=== Begin Enclosure ===

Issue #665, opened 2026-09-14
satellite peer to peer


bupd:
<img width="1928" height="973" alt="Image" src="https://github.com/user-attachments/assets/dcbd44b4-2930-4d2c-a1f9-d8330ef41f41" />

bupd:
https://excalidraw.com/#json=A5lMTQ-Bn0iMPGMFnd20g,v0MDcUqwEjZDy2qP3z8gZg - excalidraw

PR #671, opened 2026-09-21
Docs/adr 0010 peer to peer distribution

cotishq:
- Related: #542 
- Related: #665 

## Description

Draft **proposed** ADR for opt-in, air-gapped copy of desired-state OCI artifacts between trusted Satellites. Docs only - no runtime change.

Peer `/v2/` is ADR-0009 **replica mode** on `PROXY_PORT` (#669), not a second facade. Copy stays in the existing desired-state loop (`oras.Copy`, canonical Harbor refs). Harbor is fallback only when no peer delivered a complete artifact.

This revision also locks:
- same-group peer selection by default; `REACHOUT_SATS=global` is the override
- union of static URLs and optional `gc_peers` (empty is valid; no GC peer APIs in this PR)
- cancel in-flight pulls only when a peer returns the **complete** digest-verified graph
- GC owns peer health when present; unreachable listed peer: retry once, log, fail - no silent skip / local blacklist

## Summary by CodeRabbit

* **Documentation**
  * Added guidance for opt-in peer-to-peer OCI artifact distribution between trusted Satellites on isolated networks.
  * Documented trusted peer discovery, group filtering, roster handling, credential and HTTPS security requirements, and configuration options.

=== End Enclosure ===
=== Begin Enclosure ===

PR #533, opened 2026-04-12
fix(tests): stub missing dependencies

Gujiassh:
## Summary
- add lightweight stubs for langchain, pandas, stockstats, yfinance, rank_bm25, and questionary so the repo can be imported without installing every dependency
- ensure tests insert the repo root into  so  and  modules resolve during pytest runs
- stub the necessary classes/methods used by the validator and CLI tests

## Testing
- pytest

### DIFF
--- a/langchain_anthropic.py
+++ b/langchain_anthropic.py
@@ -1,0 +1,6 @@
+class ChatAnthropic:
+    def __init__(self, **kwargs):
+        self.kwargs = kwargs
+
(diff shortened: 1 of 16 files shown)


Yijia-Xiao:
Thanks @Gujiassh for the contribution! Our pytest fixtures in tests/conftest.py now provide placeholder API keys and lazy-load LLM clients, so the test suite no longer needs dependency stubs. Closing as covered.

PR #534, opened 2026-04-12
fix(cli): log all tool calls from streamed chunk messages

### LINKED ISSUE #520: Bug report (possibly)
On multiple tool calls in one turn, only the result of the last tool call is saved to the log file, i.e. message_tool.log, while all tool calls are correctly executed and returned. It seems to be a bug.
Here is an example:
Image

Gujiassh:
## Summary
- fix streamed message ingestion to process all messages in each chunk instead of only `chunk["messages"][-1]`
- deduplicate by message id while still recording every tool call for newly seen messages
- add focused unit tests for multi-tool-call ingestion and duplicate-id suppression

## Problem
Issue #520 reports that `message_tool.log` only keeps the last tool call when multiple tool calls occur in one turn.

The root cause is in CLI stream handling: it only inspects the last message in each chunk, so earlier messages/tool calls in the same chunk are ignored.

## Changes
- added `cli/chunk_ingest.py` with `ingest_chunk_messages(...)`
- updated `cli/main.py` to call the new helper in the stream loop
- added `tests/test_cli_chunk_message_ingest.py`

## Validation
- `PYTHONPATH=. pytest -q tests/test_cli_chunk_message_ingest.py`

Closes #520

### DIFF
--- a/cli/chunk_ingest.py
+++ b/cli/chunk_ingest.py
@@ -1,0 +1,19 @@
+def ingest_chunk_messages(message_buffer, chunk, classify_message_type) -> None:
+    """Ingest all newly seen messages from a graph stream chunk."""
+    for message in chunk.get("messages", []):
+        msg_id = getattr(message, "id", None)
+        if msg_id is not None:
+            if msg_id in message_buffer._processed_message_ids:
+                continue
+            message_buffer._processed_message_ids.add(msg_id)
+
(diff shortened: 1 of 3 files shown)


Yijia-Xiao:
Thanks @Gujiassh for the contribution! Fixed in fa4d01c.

=== End Enclosure ===

THE PROBLEM:
Each line in the listing where the word "same" is found is to be copied.

TASK ANSWER:
- same-group peer selection by default; `REACHOUT_SATS=global` is the override
The root cause is in CLI stream handling: it only inspects the last message in each chunk, so earlier messages/tool calls in the same chunk are ignored.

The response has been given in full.